▸ WORK TO COMPLETE
Retrieve all lines below that have the string "second".

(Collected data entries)
Issue #1220, opened 2014-07-24
.isValid() method, without marking the element


davesierra:
I need a way to check if an element is valid while only returning true/false, _without_ marking the element with the error class. Similar to, but also unlike .valid() which will actually mark the element with the classname valid/error and update the message. 

Does anyone have an elegant solution for this? This is what I came up with for now:

```
isValid: function() {
    var validator = $( this[ 0 ].form ).validate();
    var cleanElement = validator.clean( this ),
        checkElement = validator.validationTargetFor( cleanElement ),
        result = true;

    result = validator.check( checkElement ) !== false;

    return result;
}
```

The reason for this is that on my onkeyup function, I wanted to delay the validation by a second or two before it got validated again. 

For example:
I have two rules for email, one for required, and one for valid email address. If user tries to submit without a value, the user originally gets the err message is "required". Once focused and they start inputting, even with one key, the err message immediately changes to "not valid". Obviously not UX friendly, the delay's goal is to allow the user enough time to input their correct email.

```
onkeyup: function (element, event) {
...
clearTimeout(timeout);
if ( $(element).hasClass('error') && event.keyCode !== 9 ) {
    // if the element is valid, validate it as normal 
    // .valid() would of validated, we want to check only if its valid first
    if ( $(element).isValid() ) {
        $element.valid();
    } 
    // else the element is not valid, give the user a delay on input 
    // before returning another error
    else {
        // On each keyup, give user a second to enter something
        timeout = setTimeout(function () {
            console.log('give it a sec')
            $element.valid();
        }, 1000);
    }
}
}
```

jcspader:
+1

yanickrochon:
BTW: how this issue can be a duplicate of a later one? :stuck_out_tongue_closed_eyes:

joneshwangoo:
Haha LOL, duplicate one of later issue.

ShaneHudson:
> 
> 
> there is a `check(element)` method which would help you, but it seems it is not part of the public API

▸ RESPONSE TO THIS EXERCISE
The reason for this is that on my onkeyup function, I wanted to delay the validation by a second or two before it got validated again. 
        // On each keyup, give user a second to enter something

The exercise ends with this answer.